• [WHAT NEEDS TO BE DONE]
Only lines containing "that" are wanted from the data below. Copy those lines.

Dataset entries
============================================================
Issue #2144, opened 2022-07-11
JsonPrimitive#equals Method behaves incorrect when used with BigInteger


noeppi-noeppi:
# Gson version
2.9.0

# Java / Android version
Eclipse Adoptium OpenJDK 64-Bit Server VM 17.0.2+8 on Linux

# Used tools
- [ ] Maven; version: 
- [x] Gradle; version: 7.3.3
- [ ] ProGuard (attach the configuration file please); version: 
- [ ] ...

# Description
Two `JsonPrimitive`s with `BigInteger` values return `true` from their `equals` method if their long value obtained from `Number#longValue` is equal. This for example causes the numbers `23648748948963264236478263434` and `808933803388026932016705674` to be considered equal.

This is because both numbers are greater than `Long.MAX_VALUE`, so only the least significant 64 bits of these numbers are considered in the `longValue()` method. These happen to be `6484271001536295050` for both of the numbers, so `JsonPrimitive` considers them equal.

## Expected behaviour
The expected behaviour is that `JsonPrimitive#equals` returns `false` for values which don't actually equal each other.

## Actual behaviour
The actual behaviour is that `JsonPrimitive#equals` returns `true` for `BigIntegers` whose 64 least significant bits are the same.

# Reproduction steps
```java
JsonPrimitive p1 = new JsonPrimitive(new BigInteger("23648748948963264236478263434"));
JsonPrimitive p2 = new JsonPrimitive(new BigInteger("808933803388026932016705674"));
System.out.println(Objects.equals(p1, p2)); // is true, should be false
```

# Exception stack trace
No exception occurred.

Marcono1234:
Seems to be related to #904

MaicolAntali:
This issue can be closed. Related PR: #2311

Marcono1234:
@MaicolAntali, thanks! The reproduction steps provided above print `false` now, as expected.

PR #2145, opened 2022-07-14
Fix for issues #904 and #2144

OmarAlJarrah:
As a BigDecimal is essentially a wrapper around a BigInteger that "remembers where the decimal point is", casting BigInteger to BigDecimal using the provided constructor (or the method that uses the constructor in the conversion process), and do the comparing process makes more sense, avoiding the bug of max long/double values comparison.


gson/src/main/java/com/google/gson/JsonPrimitive.java
```diff
@@ -292,4 +298,16 @@ private static boolean isIntegral(JsonPrimitive primitive) {
     }
     return false;
   }
+
+  private static boolean isBigInteger(JsonPrimitive primitive) {
+    return primitive.value instanceof BigDecimal;
```
eamonnmcmanus, line 303: I think this should be `BigInteger`? Which in turn makes me think that there should be a test that would have caught this.

Speaking of tests, in general if you are proposing a fix for an issue, you should include a test that fails without the fix and passes with it.

eamonnmcmanus (changes requested):
Thanks for looking into this!

gson/src/main/java/com/google/gson/JsonPrimitive.java
omar2682000: @eamonnmcmanus 
Yes that should be a BigInteger, as for the testing part, thank you for the tip, I will make sure to provide tests with any future commits.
============================================================
• [RESPONSE BELOW]
The expected behaviour is that `JsonPrimitive#equals` returns `false` for values which don't actually equal each other.
The actual behaviour is that `JsonPrimitive#equals` returns `true` for `BigIntegers` whose 64 least significant bits are the same.
As a BigDecimal is essentially a wrapper around a BigInteger that "remembers where the decimal point is", casting BigInteger to BigDecimal using the provided constructor (or the method that uses the constructor in the conversion process), and do the comparing process makes more sense, avoiding the bug of max long/double values comparison.
eamonnmcmanus, line 303: I think this should be `BigInteger`? Which in turn makes me think that there should be a test that would have caught this.
Speaking of tests, in general if you are proposing a fix for an issue, you should include a test that fails without the fix and passes with it.
Yes that should be a BigInteger, as for the testing part, thank you for the tip, I will make sure to provide tests with any future commits.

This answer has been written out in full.